PROBLEM STATEMENT:
Below are entries to return in full. Keep each one exact.

(Collected data entries)
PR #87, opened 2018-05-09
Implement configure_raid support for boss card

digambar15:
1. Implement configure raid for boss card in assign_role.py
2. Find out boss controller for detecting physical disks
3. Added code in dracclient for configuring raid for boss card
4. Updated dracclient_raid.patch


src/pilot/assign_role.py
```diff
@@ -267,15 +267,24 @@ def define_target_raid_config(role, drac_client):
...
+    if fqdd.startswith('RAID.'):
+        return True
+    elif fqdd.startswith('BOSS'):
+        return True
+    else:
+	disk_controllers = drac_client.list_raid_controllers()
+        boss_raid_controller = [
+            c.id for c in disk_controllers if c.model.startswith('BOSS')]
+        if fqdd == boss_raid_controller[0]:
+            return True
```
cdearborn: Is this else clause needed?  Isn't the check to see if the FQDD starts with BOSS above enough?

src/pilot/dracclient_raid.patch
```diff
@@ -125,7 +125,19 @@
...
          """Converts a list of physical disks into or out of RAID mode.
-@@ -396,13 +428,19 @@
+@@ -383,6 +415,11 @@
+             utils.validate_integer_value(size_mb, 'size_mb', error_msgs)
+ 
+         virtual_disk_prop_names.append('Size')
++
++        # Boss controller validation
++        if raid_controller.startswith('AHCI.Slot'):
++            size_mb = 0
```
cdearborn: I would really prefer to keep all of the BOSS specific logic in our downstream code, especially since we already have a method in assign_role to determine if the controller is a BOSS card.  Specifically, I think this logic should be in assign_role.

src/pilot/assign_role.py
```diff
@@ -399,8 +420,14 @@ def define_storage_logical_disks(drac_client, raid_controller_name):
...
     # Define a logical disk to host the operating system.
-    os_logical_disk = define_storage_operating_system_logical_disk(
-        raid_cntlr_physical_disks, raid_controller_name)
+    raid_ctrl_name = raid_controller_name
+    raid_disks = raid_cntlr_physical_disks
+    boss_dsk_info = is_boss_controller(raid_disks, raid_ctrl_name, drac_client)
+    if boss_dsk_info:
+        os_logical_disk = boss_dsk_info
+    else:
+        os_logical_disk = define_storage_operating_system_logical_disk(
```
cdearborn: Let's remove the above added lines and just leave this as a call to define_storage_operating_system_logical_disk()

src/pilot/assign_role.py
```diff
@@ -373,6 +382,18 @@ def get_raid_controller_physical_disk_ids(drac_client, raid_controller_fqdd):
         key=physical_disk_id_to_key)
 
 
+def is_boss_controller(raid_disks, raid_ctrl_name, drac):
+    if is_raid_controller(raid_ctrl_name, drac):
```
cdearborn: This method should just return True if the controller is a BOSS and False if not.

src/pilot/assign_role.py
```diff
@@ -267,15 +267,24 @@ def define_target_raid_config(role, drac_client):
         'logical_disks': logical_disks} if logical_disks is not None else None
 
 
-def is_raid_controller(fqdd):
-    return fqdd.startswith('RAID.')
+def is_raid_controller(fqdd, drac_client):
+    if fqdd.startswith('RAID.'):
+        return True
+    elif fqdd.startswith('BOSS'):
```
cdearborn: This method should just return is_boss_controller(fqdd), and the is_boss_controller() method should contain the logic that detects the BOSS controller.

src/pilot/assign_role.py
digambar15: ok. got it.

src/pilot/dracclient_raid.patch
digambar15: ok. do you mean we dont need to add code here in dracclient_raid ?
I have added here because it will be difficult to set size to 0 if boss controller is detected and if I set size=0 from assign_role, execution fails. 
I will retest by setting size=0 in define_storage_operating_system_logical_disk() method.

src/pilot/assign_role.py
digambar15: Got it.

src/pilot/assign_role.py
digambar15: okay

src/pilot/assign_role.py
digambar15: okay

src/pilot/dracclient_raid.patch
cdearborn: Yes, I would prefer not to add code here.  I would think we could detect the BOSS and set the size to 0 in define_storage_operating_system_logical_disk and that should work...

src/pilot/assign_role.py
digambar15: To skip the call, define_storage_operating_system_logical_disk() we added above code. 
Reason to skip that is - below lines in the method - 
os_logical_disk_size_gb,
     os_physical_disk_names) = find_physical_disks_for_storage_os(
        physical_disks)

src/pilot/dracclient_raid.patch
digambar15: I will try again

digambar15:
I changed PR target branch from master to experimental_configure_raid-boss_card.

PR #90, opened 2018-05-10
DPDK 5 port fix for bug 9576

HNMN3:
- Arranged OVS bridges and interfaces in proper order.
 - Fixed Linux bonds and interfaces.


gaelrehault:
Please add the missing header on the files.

THE ANSWER:
PR #87, opened 2018-05-09
Implement configure_raid support for boss card

digambar15:
1. Implement configure raid for boss card in assign_role.py
2. Find out boss controller for detecting physical disks
3. Added code in dracclient for configuring raid for boss card
4. Updated dracclient_raid.patch


src/pilot/assign_role.py
```diff
@@ -267,15 +267,24 @@ def define_target_raid_config(role, drac_client):
...
+    if fqdd.startswith('RAID.'):
+        return True
+    elif fqdd.startswith('BOSS'):
+        return True
+    else:
+	disk_controllers = drac_client.list_raid_controllers()
+        boss_raid_controller = [
+            c.id for c in disk_controllers if c.model.startswith('BOSS')]
+        if fqdd == boss_raid_controller[0]:
+            return True
```
cdearborn: Is this else clause needed?  Isn't the check to see if the FQDD starts with BOSS above enough?

src/pilot/dracclient_raid.patch
```diff
@@ -125,7 +125,19 @@
...
          """Converts a list of physical disks into or out of RAID mode.
-@@ -396,13 +428,19 @@
+@@ -383,6 +415,11 @@
+             utils.validate_integer_value(size_mb, 'size_mb', error_msgs)
+ 
+         virtual_disk_prop_names.append('Size')
++
++        # Boss controller validation
++        if raid_controller.startswith('AHCI.Slot'):
++            size_mb = 0
```
cdearborn: I would really prefer to keep all of the BOSS specific logic in our downstream code, especially since we already have a method in assign_role to determine if the controller is a BOSS card.  Specifically, I think this logic should be in assign_role.

src/pilot/assign_role.py
```diff
@@ -399,8 +420,14 @@ def define_storage_logical_disks(drac_client, raid_controller_name):
...
     # Define a logical disk to host the operating system.
-    os_logical_disk = define_storage_operating_system_logical_disk(
-        raid_cntlr_physical_disks, raid_controller_name)
+    raid_ctrl_name = raid_controller_name
+    raid_disks = raid_cntlr_physical_disks
+    boss_dsk_info = is_boss_controller(raid_disks, raid_ctrl_name, drac_client)
+    if boss_dsk_info:
+        os_logical_disk = boss_dsk_info
+    else:
+        os_logical_disk = define_storage_operating_system_logical_disk(
```
cdearborn: Let's remove the above added lines and just leave this as a call to define_storage_operating_system_logical_disk()

src/pilot/assign_role.py
```diff
@@ -373,6 +382,18 @@ def get_raid_controller_physical_disk_ids(drac_client, raid_controller_fqdd):
         key=physical_disk_id_to_key)
 
 
+def is_boss_controller(raid_disks, raid_ctrl_name, drac):
+    if is_raid_controller(raid_ctrl_name, drac):
```
cdearborn: This method should just return True if the controller is a BOSS and False if not.

src/pilot/assign_role.py
```diff
@@ -267,15 +267,24 @@ def define_target_raid_config(role, drac_client):
         'logical_disks': logical_disks} if logical_disks is not None else None
 
 
-def is_raid_controller(fqdd):
-    return fqdd.startswith('RAID.')
+def is_raid_controller(fqdd, drac_client):
+    if fqdd.startswith('RAID.'):
+        return True
+    elif fqdd.startswith('BOSS'):
```
cdearborn: This method should just return is_boss_controller(fqdd), and the is_boss_controller() method should contain the logic that detects the BOSS controller.

src/pilot/assign_role.py
digambar15: ok. got it.

src/pilot/dracclient_raid.patch
digambar15: ok. do you mean we dont need to add code here in dracclient_raid ?
I have added here because it will be difficult to set size to 0 if boss controller is detected and if I set size=0 from assign_role, execution fails. 
I will retest by setting size=0 in define_storage_operating_system_logical_disk() method.

src/pilot/assign_role.py
digambar15: Got it.

src/pilot/assign_role.py
digambar15: okay

src/pilot/assign_role.py
digambar15: okay

src/pilot/dracclient_raid.patch
cdearborn: Yes, I would prefer not to add code here.  I would think we could detect the BOSS and set the size to 0 in define_storage_operating_system_logical_disk and that should work...

src/pilot/assign_role.py
digambar15: To skip the call, define_storage_operating_system_logical_disk() we added above code. 
Reason to skip that is - below lines in the method - 
os_logical_disk_size_gb,
     os_physical_disk_names) = find_physical_disks_for_storage_os(
        physical_disks)

src/pilot/dracclient_raid.patch
digambar15: I will try again

digambar15:
I changed PR target branch from master to experimental_configure_raid-boss_card.

PR #90, opened 2018-05-10
DPDK 5 port fix for bug 9576

HNMN3:
- Arranged OVS bridges and interfaces in proper order.
 - Fixed Linux bonds and interfaces.


gaelrehault:
Please add the missing header on the files.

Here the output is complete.